Managing a statistical analysis project – guidelines and best practices

In the past two years, a growing community of R users (and statisticians in general) have been participating in two major Question-and-Answer websites:

  1. The R tag page on Stackoverflow, and
  2. Stat over flow (which will soon move to a new domain, no worries, I’ll write about it once it happens)

In that time, several long (and fascinating) discussion threads where started, reflecting on tips and best practices for managing a statistical analysis project.  They are:

On the last thread in the list, the user chl, has started with trying to compile all the tips and suggestions together.  And with his permission, I am now republishing it here.  I encourage you to contribute from your own experience (either in the comments, or by answering to any of the threads I’ve linked to)

Continue reading

Dumping functions from the global environment into an R script file

Looking at a project you didn’t touch for years poses many challenges. The less documentation and organization you had in your files, the more time you’ll have to spend tracing back what you did back when the code was written.

I just opened up such a project, that was before I ever knew to split my .r files to “data.r”, “functions.r”, “do.r”. All I have are several versions of an old .RData file and many .r files with a mix of functions and commands (oh the shame!)

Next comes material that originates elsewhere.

PR #1022, opened 2026-01-06
Fix timeouts that can happen for long running tasks on a WP VIP environment

dkotter:
### Description of the Change

We had a report of timeouts happening when using the Text to Speech Feature. After getting more information, they were running into timeouts after 5 seconds while the timeout we set within that Feature is 90 seconds.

One idea I had for the tracing back was to take the latest version of .RData I had, and see what functions I had in it’s environment. simply typing ls() wouldn’t work. Also, I wanted to have a list of all the functions that where defined in my .RData environment. Thanks to the code recently published by Richie Cotton, I was able to create the “save.functions.from.env”. This function will go through all your defined functions and write them into “d:\\temp.r”.

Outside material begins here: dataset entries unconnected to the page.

PR #1020, opened 2025-12-09
Feature: Add Support for Programatic Credentials

fabiankaegy:
### Description of the Change

This pull request introduces a centralized credentials management system for all provider integrations, enabling programmatic overrides and easier integration with external secret management solutions. The changes ensure that all provider classes consistently retrieve credentials through a new helper class and apply filtering hooks, improving security and flexibility.

**Centralized Credential Management:**

* Introduced a new `Credentials` helper class in `Classifai\Helpers` that centralizes credential retrieval and allows credentials to be filtered or overridden via the `classifai_provider_credentials` filter, supporting integration with external secret managers.

**Provider Refactoring to Use Centralized Credentials:**

[...]

PR #1043, opened 2026-02-03
Allow filtering of Provider credentials

### LINKED ISSUE #1019: Programmatic Credentials Support for External Secret Management
## Problem Statement

Currently, ClassifAI stores API credentials (API keys, endpoint URLs, etc.) in the WordPress database via options. This prevents integration with external secret management services like [Azure Key Vault](https://azure.microsoft.com/en-us/products/key-vault), AWS Secrets Manager, or HashiCorp Vault, where credentials should be fetched at runtime rather than stored in the database.

## Proposed Solution

Create a **unified credential filtering system** that works across all providers, following WordPress conventions. This involves:

1. A single generalized filter hook that all providers use
2. A centralized helper class for credential management
3. Provider-specific secondary filters for fine-grained control

### 1. Create a Centralized Credentials Helper Class

Create a new helper class at [`includes/Classifai/Helpers/Credentials.php`](includes/Classifai/Helpers/Credentials.php):

```php
<?php
namespace Classifai\Helpers;

/**
 * Centralized credential management for all providers.
 *
 * @since 3.x.0
 */
class Credentials {

    /**
     * Get credentials for a provider.
     *
     * @param string $provider_id The provider ID (e.g., 'azure_openai', 'openai_chatgpt').
     * @param string $feature_id  The feature ID (e.g., 'feature_title_generation').
     * @param array  $settings    The provider settings from the database.
     * @return array Filtered credentials array.
     */
    public static function get_credentials( string $provider_id, string $feature_id, array $settings ): array {
        /**
         * Filter provider credentials before making an API request.
         *
         * This is the primary hook for integrating external secret management
         * services like Azure Key Vault, AWS Secrets Manager, or HashiCorp Vault.
         *
         * @since 3.x.0
         * @hook classifai_provider_credentials
         *
         * @param array  $credentials The credentials array from settings.
         * @param string $provider_id The provider ID (e.g., 'azure_openai', 'openai_chatgpt').
         * @param string $feature_id  The feature ID making the request.
         *
         * @return array Filtered credentials array.
         */
        return apply_filters(
            'classifai_provider_credentials',
            $settings,
            $provider_id,
            $feature_id
        );
    }

    /**
     * Get a specific credential value.
     *
     * @param string $provider_id    The provider ID.
     * @param string $feature_id     The feature ID.
     * @param array  $settings       The provider settings.
     * @param string $credential_key The specific credential key (e.g., 'api_key').
     * @return mixed The credential value.
     */
    public static function get_credential( 
        string $provider_id, 
        string $feature_id, 
        array $settings, 
        string $credential_key 
    ) {
        $credentials = self::get_credentials( $provider_id, $feature_id, $settings );
        return $credentials[ $credential_key ] ?? '';
    }
}
```

### 2. Update the Base Provider Class

Modify [`includes/Classifai/Providers/Provider.php`](includes/Classifai/Providers/Provider.php) to add a method that providers can use:

```php
/**
 * Get filtered credentials for this provider.
 *
 * @param string $feature_id The feature ID making the request.
 * @return array The filtered credentials.
 */
protected function get_provider_credentials( string $feature_id ): array {
    $settings = $this->feature_instance->get_settings( static::ID );
    
    return \Classifai\Helpers\Credentials::get_credentials(
        static::ID,
        $feature_id,
        $settings
    );
}
```

### 3. Update All Providers to Use Centralized Credentials

Each provider will be updated to use the centralized credential retrieval. The credential keys vary by provider:

| Provider | Credential Keys |
|----------|-----------------|
| Azure OpenAI | `api_key`, `endpoint_url`, `deployment` |
| Azure Embeddings | `api_key`, `endpoint_url`, `deployment` |
| Azure Computer Vision | `api_key`, `endpoint_url` |
| Azure Speech | `api_key`, `endpoint_url` |
| OpenAI (all) | `api_key` |
| Google AI | `api_key` |
| IBM Watson | `api_key`, `endpoint_url` |
| AWS Polly | `access_key_id`, `secret_access_key` |
| ElevenLabs | `api_key` |
| xAI Grok | `api_key` |

### 4. Files to Modify

**New file:**

- `includes/Classifai/Helpers/Credentials.php` - New centralized helper

**Provider files to update:**

- `includes/Classifai/Providers/Provider.php` - Add base method
- `includes/Classifai/Providers/Azure/OpenAI.php`
- `includes/Classifai/Providers/Azure/Embeddings.php`
- `includes/Classifai/Providers/Azure/ComputerVision.php`
- `includes/Classifai/Providers/Azure/Speech.php`
- `includes/Classifai/Providers/Azure/Read.php`
- `includes/Classifai/Providers/Azure/SmartCropping.php`
- `includes/Classifai/Providers/OpenAI/APIRequest.php`
- `includes/Classifai/Providers/GoogleAI/APIRequest.php`
- `includes/Classifai/Providers/Watson/NLU.php`
- `includes/Classifai/Providers/AWS/AmazonPolly.php`
- `includes/Classifai/Providers/ElevenLabs/ElevenLabs.php`
- `includes/Classifai/Providers/XAI/APIRequest.php`

### Example 1: Azure Key Vault Integration (All Providers)

```php
add_filter( 'classifai_provider_credentials', function( $credentials, $provider_id, $feature_id ) {
    // Only override for Azure OpenAI providers
    if ( ! str_starts_with( $provider_id, 'azure_' ) ) {
        return $credentials;
    }
    
    $vault = new AzureKeyVaultClient( AZURE_VAULT_URL );
    
    return array_merge( $credentials, [
        'api_key' => $vault->get_secret( "classifai-{$provider_id}-api-key" ),
    ]);
}, 10, 3 );
```

### Example 2: Environment Variable Credentials

```php
add_filter( 'classifai_provider_credentials', function( $credentials, $provider_id, $feature_id ) {
    $env_key = strtoupper( "CLASSIFAI_{$provider_id}_API_KEY" );
    
    if ( defined( $env_key ) ) {
        $credentials['api_key'] = constant( $env_key );
    }
    
    return $credentials;
}, 10, 3 );
```

### Example 3: Feature-Specific Credentials

```php
add_filter( 'classifai_provider_credentials', function( $credentials, $provider_id, $feature_id ) {
    // Use different API key for content generation vs title generation
    if ( 'feature_content_generation' === $feature_id ) {
        $credentials['api_key'] = get_premium_api_key();
    }
    
    return $credentials;
}, 10, 3 );
```

## Considerations

- **Backward Compatibility**: Existing installations continue to work unchanged since the filter passes original values by default.
- **Caching**: Developers should implement caching when using external secret services to avoid excessive API calls.
- **Settings Page**: The authentication check on settings pages will also use filtered credentials, so developers can test their integration.
- **Error Handling**: Empty credentials will be caught by existing validation and display appropriate error messages.
- **Security**: Filtered credentials are never stored back to the database; they're only used for the current request.

dkotter:
### Description of the Change

This PR takes just the Provider credential filtering out of #1038 in order to make both of those PRs easier to review and test and hopefully get this piece merged in sooner.

The work here was heavily inspired by the work done in #1020 (and supersedes that PR) and was originally done in #1038 to ensure any changes we make around credentials management also work when we move Providers to be global.

Here's a high-level overview of changes here:

- Introduce a new CredentialResolver class that will pull just credentials out of our settings
- Add new methods on the Provider class that get all credentials for that Provider or a specific credential field. These all pass through new filters (`classifai_provider_credentials_{$provider_id}` and `classifai_provider_credentials`) making it easy for other to hook in and change those credentials
- More standardization on how API requests are made, making it easier to ensure all credentials pass through our new filter and setting us up for the future where we will integrate the new WP AI Client for these requests

Closes #1019 

### How to test the Change

Practically all Feature/Provider combinations are touched by this update though in general, this is all fairly minor changes. Testing to ensure Features still work as expected (that API requests work) is what is needed here.

### Changelog Entry

> Added - New methods on the Provider class that allow you to get all credentials or a specific credential, pulling the credentials from the larger Feature settings
> Added - New filters, `classifai_provider_credentials_{$provider_id}` and `classifai_provider_credentials`, that allows developers the ability to override AI credentials prior to those being used
> Changed - For filters that run when API requests are made, the Feature name, not the Feature option name is now passed as an argument. If you have code that relies on that argument, updates will be needed

### Credits

Props @fabiankaegy, @dkotter 

### Checklist:

### DIFF
--- a/includes/Classifai/Providers/GoogleAI/APIRequest.php
+++ b/includes/Classifai/Providers/GoogleAI/APIRequest.php
@@ -2,7 +2,6 @@
 
 namespace Classifai\Providers\GoogleAI;
 
-use Classifai\Features\Feature;
 use Classifai\Providers\Provider;
 use WP_Error;
 
@@ -24,14 +23,21 @@ use function Classifai\safe_wp_remote_post;
 class APIRequest {
 
 	/**
-	 * The Provider instance.
+	 * The Google AI API key.
 	 *
-	 * @var Provider
+	 * @var string
 	 */
-	public Provider $provider;
+	public $api_key;
 
 	/**
-	 * The Feature ID.
+	 * The Provider instance.
+	 *
+	 * @var Provider|null
+	 */
+	public ?Provider $provider = null;
+
+	/**
+	 * The Feature name.
 	 *
 	 * @var string
 	 */
@@ -47,13 +53,15 @@ class APIRequest {
 	/**
 	 * Google AI APIRequest constructor.
 	 *
-	 * @param Provider     $provider Provider instance.
-	 * @param Feature|null $feature Feature instance.
-	 * @param array        $settings Feature settings. Optional, useful when settings aren't saved yet.
+	 * @param string        $api_key Google AI API key.
+	 * @param string        $feature Feature name.
+	 * @param Provider|null $provider Provider instance.
+	 * @param array         $settings Feature settings. Optional, useful when settings aren't saved yet.
 	 */
-	public function __construct( Provider $provider, ?Feature $feature, array $settings = [] ) {
+	public function __construct( string $api_key = '', string $feature = '', ?Provider $provider = null, array $settings = [] ) {
+		$this->api_key  = $api_key;
+		$this->feature  = $feature;
 		$this->provider = $provider;
-		$this->feature  = $feature ? $feature::ID : '';
 		$this->settings = $settings;
 	}
 
@@ -247,6 +255,10 @@ class APIRequest {
 	 * @return string
 	 */
 	public function get_api_key() {
-		return $this->provider->get_credential( 'api_key', $this->settings ) ?? '';
+		if ( $this->provider ) {
+			return $this->provider->get_credential( 'api_key', $this->settings ) ?? '';
+		}
+
+		return $this->api_key ?? '';
 	}
 }
--- a/includes/Classifai/Providers/GoogleAI/APIRequest.php
+++ b/includes/Classifai/Providers/GoogleAI/APIRequest.php
@@ -2,7 +2,10 @@
 
 namespace Classifai\Providers\GoogleAI;
 
+use Classifai\Features\Feature;
+use Classifai\Providers\Provider;
 use WP_Error;
+
 use function Classifai\safe_wp_remote_get;
 use function Classifai\safe_wp_remote_post;
 
@@ -21,28 +24,37 @@ use function Classifai\safe_wp_remote_post;
 class APIRequest {
 
 	/**
-	 * The Google AI API key.
+	 * The Provider instance.
 	 *
-	 * @var string
+	 * @var Provider
 	 */
-	public $api_key;
+	public Provider $provider;
 
 	/**
-	 * The feature name.
+	 * The Feature instance.
 	 *
-	 * @var string
+	 * @var Feature
 	 */
 	public $feature;
 
 	/**
+	 * The Feature settings.
+	 *
+	 * @var array
+	 */
+	public $settings;
+
+	/**
 	 * Google AI APIRequest constructor.
 	 *
-	 * @param string $api_key Google AI API key.
-	 * @param string $feature Feature name.
+	 * @param Provider     $provider Provider instance.
+	 * @param Feature|null $feature Feature instance.
+	 * @param array        $settings Feature settings. Optional, useful when settings aren't saved yet.
 	 */
-	public function __construct( string $api_key = '', string $feature = '' ) {
-		$this->api_key = $api_key;
-		$this->feature = $feature;
+	public function __construct( Provider $provider, ?Feature $feature, array $settings = [] ) {
+		$this->provider = $provider;
+		$this->feature  = $feature ? $feature::ID : '';
+		$this->settings = $settings;
 	}
 
 	/**
@@ -235,6 +247,6 @@ class APIRequest {
 	 * @return string
 	 */
 	public function get_api_key() {
-		return $this->api_key;
+		return $this->provider->get_credential( 'api_key', $this->settings ) ?? '';
 	}
 }
--- a/includes/Classifai/Providers/GoogleAI/APIRequest.php
+++ b/includes/Classifai/Providers/GoogleAI/APIRequest.php
@@ -31,9 +31,9 @@ class APIRequest {
 	public Provider $provider;
 
 	/**
-	 * The Feature instance.
+	 * The Feature ID.
 	 *
-	 * @var Feature
+	 * @var string
 	 */
 	public $feature;
 
--- a/includes/Classifai/Providers/Provider.php
+++ b/includes/Classifai/Providers/Provider.php
@@ -189,7 +189,7 @@ abstract class Provider {
 		) {
 			$feature_provider_settings = $settings[ $provider_id ];
 		} else {
-			$feature_provider_settings = $this->feature_instance->get_settings( $provider_id ) ?? [];
+			$feature_provider_settings = $this->feature_instance ? $this->feature_instance->get_settings( $provider_id ) : [];
 		}
 
 		// Get our credentials.
--- a/includes/Classifai/Providers/Provider.php
+++ b/includes/Classifai/Providers/Provider.php
@@ -223,9 +223,9 @@ abstract class Provider {
 		 * @since x.x.x
 		 * @hook classifai_provider_credentials_{$provider_id}
 		 *
-		 * @param array $credentials The credentials for the Provider.
-		 * @param string|null $feature_id The ID of the Feature, or null if not set.
-		 * @param array $feature_provider_settings The Provider specific Feature settings.
+		 * @param array       $credentials               The credentials for the Provider.
+		 * @param string|null $feature_id                The ID of the Feature, or null if not set.
+		 * @param array       $feature_provider_settings The Provider specific Feature settings.
 		 * @return array The filtered credentials.
 		 */
 		$credentials = apply_filters(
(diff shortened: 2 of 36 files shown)


includes/Classifai/Providers/Provider.php
```diff
@@ -167,4 +169,60 @@ public function add_api_key_field( array $args = [] ) {
...
+		 * @hook classifai_provider_credentials
+		 *
+		 * @param array $credentials The credentials for the Provider.
+		 * @param string $provider_id The ID of the Provider.
+		 * @param string|null $feature_id The ID of the Feature, or null if not set.
+		 * @param array $feature_provider_settings The Provider specific Feature settings.
+		 * @return array The filtered credentials.
+		 */
+		return apply_filters(
+			'classifai_provider_credentials',
```
peterwilsoncc, line 251:
```suggestion
			"classifai_provider_credentials_{$provider_id}",
```

This will allow developers to use `classifai_provider_credentials_openai_chatgpt` etc rather than requiring they specify two arguments be passed each time they use the filter and include an `if...elseif`/`switch` block each time.

In the filter docs, it would be helpful to note each of the possible values which is done for most filters in core, see [`update_{$meta_type}_metadata`](https://developer.wordpress.org/reference/hooks/update_meta_type_metadata/) for example.

If you think a global filter would be helpful then we could retain this and add the dynamic version.

includes/Classifai/Providers/Provider.php
```diff
@@ -167,4 +169,60 @@ public function add_api_key_field( array $args = [] ) {
...
+		/**
+		 * Filter the credentials for the Provider.
+		 *
+		 * @since x.x.x
+		 * @hook classifai_provider_credentials
+		 *
+		 * @param array $credentials The credentials for the Provider.
+		 * @param string $provider_id The ID of the Provider.
+		 * @param string|null $feature_id The ID of the Feature, or null if not set.
+		 * @param array $feature_provider_settings The Provider specific Feature settings.
```
peterwilsoncc: Nitpick: align name and descriptions with spaces.

It's a little mixed but for the most part the docblocks are aligned in this manner.

includes/Classifai/Providers/GoogleAI/APIRequest.php
```diff
@@ -21,28 +24,37 @@
...
-	 * @param string $api_key Google AI API key.
-	 * @param string $feature Feature name.
+	 * @param Provider     $provider Provider instance.
+	 * @param Feature|null $feature Feature instance.
+	 * @param array        $settings Feature settings. Optional, useful when settings aren't saved yet.
 	 */
-	public function __construct( string $api_key = '', string $feature = '' ) {
-		$this->api_key = $api_key;
-		$this->feature = $feature;
+	public function __construct( Provider $provider, ?Feature $feature, array $settings = [] ) {
```
peterwilsoncc: Back-compat: The type changes here will affect any third party developers making use of the class, resulting in a fatal error.

* Do we need to handle this situation?
* Does this affect developers registering custom features/providers?

If it's possible to handle this without breaking back-compat it would be nice to do so.

:1234: This same change is made in a few of places.

peterwilsoncc (commented):
I've added a few notes inline.

Primarily, I think we could make the filter easier to use by including the provider name in the filter. Secondly, I'm wondering about back-compat with the type change.

includes/Classifai/Providers/Provider.php
dkotter: Makes sense, I've updated in https://github.com/10up/classifai/pull/1043/changes/b505db2fe4c2e7d85c4cb7e67c234622d3e75fcb. I've left the global filter as well as I could see someone wanting a single filter to hook into to change credentials for multiple Providers instead of having to hook into each specific filter. But I could be convinced to remove that if we don't think it provides value

includes/Classifai/Providers/Provider.php
dkotter: Updated in https://github.com/10up/classifai/pull/1043/changes/593bb5d95b30b725c61c7823a521ae09940abefc

includes/Classifai/Providers/GoogleAI/APIRequest.php
dkotter: So the plan here is to get rid of these individual APIRequest classes and instead use a single APIRequest class for everything, that uses the PHP AI Client when possible. This is likely coming in the next release so I wasn't overly worried about back-compat here as that change will also break things.

That said, not hard to maintain back-compat for now so I've updated the approach to do that: https://github.com/10up/classifai/pull/1043/changes/97d126c6e57bd18ce65d0badb8acbf33cc5ea92c and https://github.com/10up/classifai/pull/1043/changes/04d2bca34b6b5adf4a552d4cd7e7f84daeb58b0d

peterwilsoncc:
This looks good to me code wise and is generally working when testing.

As discussed in Slack, I was having trouble with `classifai_provider_credentials_ms_computer_vision` filtering. Running this code and enabling "Descriptive Text Generator" was allowing me to save the settings without a warning but the features list was showing the warning "This Feature is enabled but needs a Provider configured. Please click the Settings button to complete the setup."

```php
add_filter(
	'classifai_provider_credentials_ms_computer_vision',
	function( $creds, $feature_id, $feature_provider_settings ) {

		$creds = array(
			'endpoint_url' => 'https://eastus.api.cognitive.microsoft.com/',
			'api_key' => '', // Cognitive Services | Computer Vision from the internal docs
		);


		return $creds;
	},
	10,
	3
);
```

I added an xdebug break point within the filter and it wasn't hit when I saved the features settings.

After our discussion, I put some junk values in the API settings and the filter began working as expected

Screenshot 2026-02-06 at 11 03 48 am

dkotter:
> After our discussion, I put some junk values in the API settings and the filter began working as expected

Yeah, the issue here is a couple checks we run when most Provider settings are saved (varies slightly on a Provider by Provider basis). The first is a check like this:

```
if ( ! empty( $new_settings[ static::ID ]['endpoint_url'] ) && ! empty( $new_settings[ static::ID ]['api_key'] ) ) {
```

So if the credentials we want (in this case the endpoint URL and API key) aren't passed in, we don't try and authenticate. This used to make sense as there's no reason to authenticate if we don't have the needed credentials. But now that credentials don't need to be set in the UI and can instead be set by a filter, this check can cause problems.

Second, we have checks like this:

```
if ( ! ( $is_authenticated && $is_endpoint_same && $is_api_key_same ) ) {
```

In this case if the credentials we have saved aren't different from the credentials being submitted, we also don't try to authenticate again. This is a less likely issue to run into but could cause problems.

Both of these should be addressed but unless you think differently @peterwilsoncc, I'm inclined to merge this in and address these problems in a follow-up PR, allowing us to get this part of it released sooner (and hopefully get some real user testing on it to see if there are additional follow-ups needed).

peterwilsoncc (approved):
> I'm inclined to merge this in and address these problems in a follow-up PR, allowing us to get this part of it released sooner (and hopefully get some real user testing on it to see if there are additional follow-ups needed).

@dkotter I'm happy to take this approach. That will give us an opportunity to figure out the approach.

Otherwise the code looks good and is testing well in manual testing with various providers in the internal documentation.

I hope this might be useful to one of you in the future, here is the code to do it:

save.functions.from.env <- function(file = "d:\\temp.r")
{
	# This function will go through all your defined functions and write them into "d:\\temp.r"
	# let's get all the functions from the envoirnement:
	funs <- Filter(is.function, sapply(ls( ".GlobalEnv"), get))
 
	# Let's 
	for(i in seq_along(funs))
	{
		cat(	# number the function we are about to add
			paste("\n" , "#------ Function number ", i , "-----------------------------------" ,"\n"),
			append = T, file = file
			)
 
		cat(	# print the function into the file
			paste(names(funs)[i] , "<-", paste(capture.output(funs[[i]]), collapse = "\n"), collapse = "\n"),
			append = T, file = file
			)
 
		cat(
			paste("\n" , "#-----------------------------------------" ,"\n"),
			append = T, file = file
			)
	}
 
	cat( # writing at the end of the file how many new functions where added to it
		paste("# A total of ", length(funs), " Functions where written into", file),
		append = T, file = file
		)
	print(paste("A total of ", length(funs), " Functions where written into", file))
}
 
# save.functions.from.env() # this is how you run it

Update: Joshua Ulrich gave on stackoverflow another solution for this challenge:

	newEnv <- new.env()
	load("myFunctions.Rdata", newEnv)
	dump(c(lsf.str(newEnv)), file="normalCodeFile.R", envir=newEnv)

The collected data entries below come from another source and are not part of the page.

PR #1047, opened 2026-02-09
Obfuscate credentials before rendering to the front-end

dkotter:
### Description of the Change

At the moment, we grab all settings when rendering our settings page. This includes any Provider credentials that have previously been saved. This allows us to populate those credential fields with saved values so if any additional saves happen, we don't lose those credentials.

The issue here is that means these credentials are rendered in plain text, both in the API response that gets our settings and in the text inputs themselves. This isn't a huge deal as only administrators have access to these setting pages but it still isn't ideal.

This PR fixes that by adding in an `CredentialObfuscator` class that will take all the settings we have saved and will then obfuscate just the private credential fields (like API keys). This only happens when we get our settings to display, not when we get the settings to use in API requests. We then check that we don't have obfuscated credentials when saving and if we do, we ignore those credentials (so we don't save obfuscated credentials).

### How to test the Change

1. Add credentials for one or more Providers and save those
2. Refresh the page and then inspect the source, ensuring the value of the text input is obfuscated
3. Can also refresh the page and inspect the network requests to ensure the response from our settings endpoint returns obfuscated credentials
4. Ensure that if you re-save a previously configured Provider that the obfuscated credentials aren't saved to the database and the Provider continues to work

### Changelog Entry

> Security - Add a `CredentialObfuscator` class that will obfuscate any private credentials before rendering those.

### Credits

Props @dkotter

### Checklist:

### DIFF
--- a/includes/Classifai/Providers/CredentialObfuscator.php
+++ b/includes/Classifai/Providers/CredentialObfuscator.php
@@ -56,7 +56,9 @@ class CredentialObfuscator {
 		$length = strlen( $value );
 
 		// If the value is too short, just return asterisks.
-		if ( $length <= self::VISIBLE_PREFIX_LENGTH ) {
+		if ( $length <= self::VISIBLE_PREFIX_LENGTH && $length <= self::MIN_ASTERISKS_TO_DETECT ) {
+			return str_repeat( '*', self::MIN_ASTERISKS_TO_DETECT );
+		} elseif ( $length <= self::VISIBLE_PREFIX_LENGTH ) {
 			return str_repeat( '*', $length );
 		}
 
--- a/includes/Classifai/Providers/CredentialObfuscator.php
+++ b/includes/Classifai/Providers/CredentialObfuscator.php
@@ -77,6 +77,11 @@ class CredentialObfuscator {
 		$prefix    = substr( $value, 0, self::VISIBLE_PREFIX_LENGTH );
 		$asterisks = str_repeat( '*', $length - self::VISIBLE_PREFIX_LENGTH );
 
+		// If we don't have enough asterisks, add more.
+		if ( strlen( $asterisks ) < self::MIN_ASTERISKS_TO_DETECT ) {
+			$asterisks = str_repeat( '*', self::MIN_ASTERISKS_TO_DETECT );
+		}
+
 		return $prefix . $asterisks;
 	}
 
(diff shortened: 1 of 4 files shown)


includes/Classifai/Providers/CredentialObfuscator.php
```diff
@@ -0,0 +1,256 @@
...
+
+		$length = strlen( $value );
+
+		// If the value is too short, just return asterisks.
+		if ( $length <= self::VISIBLE_PREFIX_LENGTH ) {
+			return str_repeat( '*', $length );
+		}
+
+		$prefix    = substr( $value, 0, self::VISIBLE_PREFIX_LENGTH );
+		$asterisks = str_repeat( '*', $length - self::VISIBLE_PREFIX_LENGTH );
```
peterwilsoncc, line 66: Paranoid nit pick. 

```suggestion
		$asterisks = str_repeat( '*', $length - self::VISIBLE_PREFIX_LENGTH );
		if ( strlen( $asterisks ) < self::MIN_ASTERISKS_TO_DETECT ) {
			$asterisks = str_repeat( '*', self::MIN_ASTERISKS_TO_DETECT );
		}
```

includes/Classifai/Providers/CredentialObfuscator.php
```diff
@@ -0,0 +1,256 @@
...
+	 * @var int
+	 */
+	const MIN_ASTERISKS_TO_DETECT = 3;
+
+	/**
+	 * Fields that should NOT be obfuscated (non-sensitive).
+	 *
+	 * @var array
+	 */
+	private static $non_sensitive_fields = [
```
peterwilsoncc: It could, maybe, possibly, be worth defining the sensitive fields in the `ProviderProfiles` class to allow for the circumstance where the same field ID is sensitive in one provider but not another, for example the endpoint_url contains the API key `example.com/{$api_key}/request`.

peterwilsoncc (commented):
A couple of suggestions inline.

They're both fairly paranoid so I'm happy to hear any push back.

Otherwise the code looks good and is testing well.

includes/Classifai/Providers/CredentialObfuscator.php
dkotter: Makes sense, updated in https://github.com/10up/classifai/pull/1047/changes/a2aa70d7f7d9a6e833d9f47073c7a46ed7c871ef

includes/Classifai/Providers/CredentialObfuscator.php
dkotter: Yeah, this is a better approach, updated in https://github.com/10up/classifai/pull/1047/changes/d0a84c5962defb3362a5d34fa72370677d0067f2

peterwilsoncc (approved):
I pushed one last paranoid length check in f16a21d80a0e80bbc3cbd3cf7b72accaf932370d.

This is testing well and the code looks good to merge.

And also suggested to look into ?prompt (which creates documentation files for objects) and / or ?package.skeleton.

Using the {plyr} (1.2) package parallel processing backend with windows

Hadley Wickham has just announced the release of a new R package “reshape2” which is (as Hadley wrote) “a reboot of the reshape package”. Alongside, Hadley announced the release of plyr 1.2.1 (now faster and with support to parallel computation!).
Both releases are exciting due to a significant speed increase they have now gained.

Yet in case of the new plyr package, an even more interesting new feature added is the introduction of the parallel processing backend.

    Reminder what is the `plyr` package all about

    (as written in Hadley’s announcement)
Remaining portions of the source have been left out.